PR #525, opened 2022-09-21
Verify chopped parts in parallel

jcp19:
Currently, chopping a program in multiple parts causes all parts to be verified sequentially. This PR enables concurrent verification of those parts.

### DIFF
--- a/src/main/scala/viper/gobra/backend/BackendVerifier.scala
+++ b/src/main/scala/viper/gobra/backend/BackendVerifier.scala
@@ -59,25 +59,20 @@ object BackendVerifier {
         val num = programs.size
         var counter = 0 // verification progress counter
 
-        // TODO: check if this is safe for carbon too
-        // TODO: doc
+        // Starts verifying all chopped programs in parallel
         val partialVerificationResults = Future.traverse(programs.zipWithIndex) { case (program, idx) =>
           val programID = s"${config.taskName}_$idx"
           verifier.verify(programID, reporter, program)(executor).andThen { _ =>
-            // TODO: explain purpose
-            this.synchronized {
-              counter += 1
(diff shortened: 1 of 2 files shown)


src/main/scala/viper/gobra/backend/BackendVerifier.scala
```diff
@@ -57,23 +57,22 @@ object BackendVerifier {
...
         val programs = ChopperUtil.computeChoppedPrograms(task, pkgInfo)(config)
         val num = programs.size
+        var counter = 0 // verification progress counter
+
+        // Starts verifying all chopped programs in parallel
+        val partialVerificationResults = Future.traverse(programs.zipWithIndex) { case (program, idx) =>
+          val programID = s"${config.taskName}_$idx"
+          verifier.verify(programID, reporter, program)(executor).andThen { _ =>
+            // this block ensures that progress messages are printed in order
+            this.synchronized { counter += 1; config.reporter report ChoppedProgressMessage(counter, num) }
```
Felalolf, line 67: This way you do not know which chopped program has completed, right?
I think it would be usefull to know if some chopped parts are very quick or very slow. Could you integrate the idx into the ChoppedProgressMessage?

Felalolf (approved):

ArquintL:
Are concurrent verifications now possible? I thought @marcoeilers "only" added that branches within a method are verified concurrently

marcoeilers:
@ArquintL Yes, concurrent use of several verifier instances is possible now, I did both.

src/main/scala/viper/gobra/backend/BackendVerifier.scala
jcp19: should be done now

PR #529, opened 2022-09-29
Remove node and strategy

Felalolf:
I simplified the Nodes.subnodes implementation so that we do not have to extend it for every new internal node.
Similarly, I added a general solution for the GobraStrategy.


src/main/scala/viper/gobra/ast/internal/Node.scala
```diff
@@ -115,23 +112,42 @@ trait Node extends Rewritable with Product {
     }
   }
 
-}
+  def transform(pre: PartialFunction[Node, Node] = PartialFunction.empty,
+                recurse: Traverse = Traverse.Innermost)
+  : this.type = {
```
jcp19, line 118: Why are we using `this.type` here? If this is guaranteed to return `this` and we are modifying `this` directly, why not make this of type `Unit`?

Dspil (approved):

jcp19 (approved):

src/main/scala/viper/gobra/ast/internal/Node.scala
Felalolf: This is from the Viper code. We often return this instead of making the function have no results since it fits better with the scala programming style. But this is my best bet.

PR #634, opened 2024-04-30
chore: Prune unreferenced files

paulhazen:
Prior to deleting each file, the files in the `Assets` directory were recursively inspected using the `grep` utility to determine whether the function signatures and/or class names contained in the file to delete were referenced anywhere. 

It was confirmed that they were not referenced in this project, or in any other related projects.


andrew-hirata-playeveryware:
Posting this for posterity: 
The AndroidInitOptions exists due to a few releases where we didn't have C# interfaces / code for some of the android code, so I hand rolled some solutions to get it to work. Since we have had C# code for Android for many releases now, it makes sense to get rid of it.

The 'Default platform' was originally there so that we could have a 'fallback' that could log different kinds of errors if a new platform was added (i.e. give better errors than just throwing a null ptr exception), and additionally work as a template for new platforms. It's also reasonable to get rid of it now.

andrew-hirata-playeveryware (approved):

arthur740212 (approved):

PR #637, opened 2024-04-30
fix(steam): resize buffer before fetching App ticket and Session ticket.

### LINKED ISSUE #581: Possible typos in SteamManager edge case?
Minor things, but in my travels exploring the sample code (while working on our implementation) I believe there may be some accidental typos in edge case code inside the sample SteamManager.cs.

I may be wrong... and even if I'm right, it might be extremely unlikely this code even gets called, but still thought I'd point it out.

1) In RequestAppTicketResponse, where it realises it requires a larger buffer, it's calling CancelAuthTicket.

It would seem this was copy pasted from the similar code related to Auth Tickets, but doesn't appear to be valid in this context.

2) In both RequestAppTicketResponse and GetSessionTicket, where they determine the ticket is too larger for their buffer, they increase their bufferSize int variable, but fail to actually increase the size of the buffer byte array itself.

It would seem to me that both these code paths should have:

buffer = new byte[bufferSize];

Inserted before they retry their 'get'.

andrew-hirata-playeveryware:
# Intro 
This is an interesting find by a [user](https://github.com/PlayEveryWare/eos_plugin_for_unity/issues/581). The existing code, if it were to fail to grab either ticket type, would potentially cause a buffer overflow. Because 'most' tickets are the default size of 1024, this code defect probably hasn't been seen in the wild yet.

# Overview of changes
There are three changes:
* Remove unneeded CancelAuthTicket, since it was added to a call before getting the Encrypted App ticket (not needed)
* Allocate a new byte Array to fit the Encrypted App ticket when our default array isn't large enough.
* Allocate a new byte Array to fit the Auth Session ticket when our default array isn't large enough.

### DIFF
--- a/Assets/Scripts/Steam/SteamManager.cs
+++ b/Assets/Scripts/Steam/SteamManager.cs
@@ -81,10 +81,11 @@ namespace PlayEveryWare.EpicOnlineServices.Samples.Steam
             byte[] buffer = new byte[bufferSize];
             uint ticketSize = 0;
             bool success = SteamUser.GetEncryptedAppTicket(buffer, bufferSize, out ticketSize);
+
             if (!success && (int)ticketSize > bufferSize)
             {
-                SteamUser.CancelAuthTicket(sessionTicketHandle);
                 bufferSize = (int)ticketSize;
+                buffer = new byte[bufferSize];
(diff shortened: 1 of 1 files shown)


paulhazen (approved):
Nice catch on the user's part. Good fix on yours :)

arthur740212 (approved):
·····
Copy out each line from the preceding entries that mentions the word "object".

@@ -59,25 +59,20 @@ object BackendVerifier {
@@ -57,23 +57,22 @@ object BackendVerifier {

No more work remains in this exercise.